• **WHAT NEEDS TO BE DONE**:
Each line that includes "util" must be copied from the records.
DATA SECTION section start
Issue #1238, opened 2019-08-02
BUG: Self-crewed units requiring an Engineer cannot be Activated


MaxSizeis:
Currently Mothballed dropships can't be un-mothballed in MekHQ.  Consider a GM option to un-mothball any unit.
As a current work around, the entire unit must be replaced.

Quoting SO pg 175...

The time required to place larger units (WarShips, Drop-Ships, JumpShips, Space Stations and Large Naval Vessel Support Vehicles) in mothballs is equal to one Maintenance/Repair Cycle per 500 tons. The same amount of time is required to return them to operational status.

It should be possible but it is not implemented in MHQ correctly.

sixlettervariables:
I've implemented GM mode mothballing and activation for all units. The reason Activate is not available is there is no "engineer" to perform the activation (because it is self crewed). I'll keep this open to research that bug.

sixlettervariables:
The fix in PR #1239 restores the crew to the vessel before attempting activation. This should allow self maintained units to activate themselves (if the crew is still available).

PR #1239, opened 2019-08-04
Add feature to GM Mothball/Activate units

sixlettervariables:
This adds GM Mothball and Activate to units in the hangar, contributing to #1238. This also splits out mothballing and activation to make it easier to do both as a GM action.


sixlettervariables:
Okay now this PR fixes the issue seen in #1238. Activation now will attempt a restore of the crew (and reset the engineer). This will allow vessels to be activated in most cases. However, you can see some "one turn" oddities where it says it is activating but there is no crew.

PR #1243, opened 2019-08-11
Fix logic for salvage eligibility

### LINKED ISSUE #1240: [0.45.4 : Bug] Cannot Salvage
### Environment

MekHQ 0.45.4

### Description

Mission Type: Guerrilla Warfare
Salvage Percentage: 100%

During resolution after a battle, all salvageable units were greyed out despite my contract having 100% salvage rights. Lots of error in  error log.

To replicate:
1. Load campaign
2. Select mission #052
3. Select second last scenario, hide and seek
4. Load save game
5. end the game, control battlefield

### Files

[CannotSalvageLog.txt](https://github.com/MegaMek/mekhq/files/3481031/CannotSalvageLog.txt)
[Uploading CannotSalvageCampaign.zip…]()
[Uploading CannotSalvageGame.sav.gz…]()

neoancient:
Currently when determining whether a unit is eligible to be salvaged, the current salvage percentage is calculated with the battle being resolved taken into account, and salvage is disallowed if it meets or exceeds what is allowed by the contract. This means that nothing can be salvaged if the current value (with rounding) is calculated at 100% even if the contract allows 100%. It also allows for the possibility that a unit could take the salvage percentage over the limit if the current value is under the limit before it is chosen.

This PR adjusts the logic to calculate what the salvage percentage would be after selecting the unit and compare that to the limit instead. Salvage is disallowed if it would exceed the limit.

Fixes #1240

### DIFF
--- a/MekHQ/src/mekhq/gui/dialog/ResolveScenarioWizardDialog.java
+++ b/MekHQ/src/mekhq/gui/dialog/ResolveScenarioWizardDialog.java
@@ -407,7 +407,7 @@ public class ResolveScenarioWizardDialog extends JDialog {
             miaBtns.add(miaCheck);
             kiaCheck = new JCheckBox("");
             kiaBtns.add(kiaCheck);
-            
+
             hitSlider = new JSlider(JSlider.HORIZONTAL, 0, 5, Math.min(status.getHits(),5));
             hitSlider.setMajorTickSpacing(1);
             hitSlider.setPaintTicks(true);
@@ -440,7 +440,7 @@ public class ResolveScenarioWizardDialog extends JDialog {
             gridBagConstraints.weightx = 1.0;
             pnlPilotStatus.add(kiaCheck, gridBagConstraints);
             i++;
-            
+
             kiaCheck.addItemListener(new CheckBoxKIAListener(hitSlider, miaCheck, null));
         }
         pnlMain.add(pnlPilotStatus, PILOTPANEL);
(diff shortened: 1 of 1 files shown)


MekHQ/src/mekhq/gui/dialog/ResolveScenarioWizardDialog.java
```diff
@@ -443,6 +443,8 @@ private void initComponents() {
             gridBagConstraints.weightx = 1.0;
             pnlPilotStatus.add(kiaCheck, gridBagConstraints);
             i++;
+
+            kiaCheck.addItemListener(new CheckBoxKIAListener(hitSlider, miaCheck, null));
```
NickAragua: Looks like a bad merge, I don't think we need to be adding two item listeners to that checkbox.

NickAragua:
Also, as a word of warning, this changes the current behavior, which *does* allow you to go over with one unit. 

Which means it'll be hard to salvage an intact grounded dropship now. :(

MekHQ/src/mekhq/gui/dialog/ResolveScenarioWizardDialog.java
neoancient: It's in there twice in current master. Which one should it be?

NickAragua: My bad. It should be the top one.

neoancient:
If the ability to go over is expected and intended, then maybe I should close this and just treat 100% as a special case.

NickAragua:
It's definitely expected currently, as it's been that way as long as I can remember. No idea about whether it was intended or not.

PR #1267, opened 2019-08-25
Track important dates for units

sixlettervariables:
In order to add better accounting for some things, we would need to track two dates for units:
- The date the unit was acquired.
- The date the unit was last maintained.

This adds both of those fields, and starts moving Campaign (etc) to `java.time.LocalDate` rather than `GregorianCalendar`.

### DIFF
--- a/MekHQ/src/mekhq/campaign/Campaign.java
+++ b/MekHQ/src/mekhq/campaign/Campaign.java
@@ -26,6 +26,7 @@ import java.io.PrintWriter;
 import java.io.Serializable;
 import java.text.DateFormat;
 import java.text.SimpleDateFormat;
+import java.time.LocalDate;
 import java.util.*;
 import java.util.concurrent.TimeUnit;
 import java.util.stream.Collectors;
@@ -237,6 +238,7 @@ public class Campaign implements Serializable, ITechManager {
     private GregorianCalendar calendar;
     private String dateFormat;
     private String shortDateFormat;
+    private LocalDate today;
 
     private String factionCode;
     private int techFactionCode;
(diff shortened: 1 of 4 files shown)


MekHQ/src/mekhq/campaign/Campaign.java
```diff
@@ -429,6 +432,7 @@ public String getTitle() {
 
     public void setCalendar(GregorianCalendar c) {
         calendar = c;
+        today = LocalDate.of(c.get(Calendar.YEAR), c.get(Calendar.MONTH) + 1, c.get(Calendar.DAY_OF_MONTH));
```
NickAragua: Why maintain two different dates? We already have the "calendar", so maybe just a convenience property to convert the calendar's state to a LocalDate instead?

MekHQ/src/mekhq/campaign/unit/Unit.java
```diff
@@ -4508,6 +4544,24 @@ public int getDaysSinceMaintenance() {
...
     }
 
+    /**
+     * Gets the last day the unit was maintained, or null if the unit
+     * has never had maintenance performed.
+     * @return The last day the unit was maintained, otherwise null if the
+     *         unit has never had maintenance.
+     */
+    public @Nullable LocalDate getLastMaintenanceDate() {
+        return lastMaintenanceDate;
```
NickAragua: Seems like this would supercede the "daysSinceMaintenance" property/field.

MekHQ/src/mekhq/campaign/Campaign.java
NickAragua: Ah, never mind, I read the PR description.

PR #4633, opened 2024-08-14
Refactored Force Commander Logic & TOE Information Display

### LINKED ISSUE #4607: RFE: Display Commanding Officer of Formation when Formation is selected for Formation Larger than Lance
### Environment
Java 17
Linux
Master (latest PR https://github.com/MegaMek/mekhq/commit/a16a4fbdef2ed9c113f8eb1f3c8955af8a4bdb96)

### Description
Currently, when a Lance (or equivalent) is selected on the TOE, the commanding officer is displayed in the upper right. In this case, Major General Brita Mellem.
Screenshot_20240811_101836

However, when I travel up a level on the TOE, the Company commander is not shown. The Lance Commanders are show below, but not the Company Commander.
Screenshot_20240811_101910

When I travel up another level in the TOE, the Battalion Commander is not shown, _but_ the Company Commanders are shown below, with Major General Brita Mellem being accurately depicted as the Company Commander.
Screenshot_20240811_101942

When I travel up another level in the TOE, the Regimental Commander is shown (because they use the commander flag), and the Battalion Commanders are shown below, with Major General Brita Mellem being accurately depicted as the Battalion Commander.
Screenshot_20240811_102020

It would be nice if the formation commander would be displayed when the formation they are commanding was selected, instead of needing to travel up a level. In this case, when selecting the Company or Battalion, it would display Commander: Major General Brita Mellem, just like the Lance does. I believe this would also finish the already partially completed RFE #3873

### Files
[My HUGE Campaign31510104.cpnx.gz](https://github.com/user-attachments/files/16574017/My.HUGE.Campaign31510104.cpnx.gz)

IllianiCBT:
Improved the logic for updating force commanders by refactoring the method to streamline the selection process. Used a list of eligible commanders based on units and sub-forces, and enhanced the selection by incorporating a tiebreaker mechanism.

Further, we now track force commander beyond the lance level, ensuring a proper chain of command is displayed throughout the TO&E. To that end force commander is now visible for nodes beyond lance and origin.

I also discovered we were re-calculating force commanders when viewing sub-forces in the side-bar. This meant that changes to force commander were not reflected when viewing sub-forces. Now sub-forces correctly display the current force commander.

Finally, I adjusted font sizes in a couple of places to improve readability.

### Closes #4607

### DIFF
--- a/MekHQ/src/mekhq/campaign/Campaign.java
+++ b/MekHQ/src/mekhq/campaign/Campaign.java
@@ -860,6 +860,8 @@ public class Campaign implements ITechManager {
                 lances.put(id, new Lance(force.getId(), this));
             }
         }
+
+        force.updateCommander(this);
     }
 
     public void moveForce(Force force, Force superForce) {
--- a/MekHQ/src/mekhq/campaign/force/Force.java
+++ b/MekHQ/src/mekhq/campaign/force/Force.java
@@ -75,6 +75,7 @@ public class Force {
     private final Vector<UUID> units;
     private int scenarioId;
     private UUID forceCommanderID;
+    private UUID overrideForceCommanderID;
     protected UUID techId;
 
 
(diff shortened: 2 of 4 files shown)


IllianiCBT:
That is a good shout, so this change _does_ respect manually selected Commanders, however the system we use isn't great:
- it doesn't stick if you move new units into the force
- it isn't respected when viewing forces from one step up

Both of these are bugs that predate this PR

Thom293:
It was too sticky before and would not clear so this is a compromise I believe.  Just didn't know if you knew about it and if it would mess up awards or something else so I mentioned it.

IllianiCBT:
I've solved the first bullet point, but the second is proving difficult to track down

HammerGS (approved):
Tested and seems to work with test campaign.

PR #4636, opened 2024-08-14
Rename strat ops personnel market to campaign ops to reflect rulebook reorganization

Algebro7:
This PR simply renames the Strat Ops personnel market method to "Campaign Ops" which reflects the fact that these rules moved to a different book. I added a check to the XML loader to automatically use Campaign Ops when saves contained the old Strat Ops string so backward compatibility works. 

As a sidenote, I doublechecked the personnel generation code and it matches what is in camops, although it doesn't seem to use the same skill generation method...or at least I couldn't find it. I will keep looking for that and push a separate PR once that's done.

### DIFF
DATA SECTION section end
• **EXERCISE RESULT**:
 import java.util.*;
 import java.util.concurrent.TimeUnit;
 import java.util.stream.Collectors;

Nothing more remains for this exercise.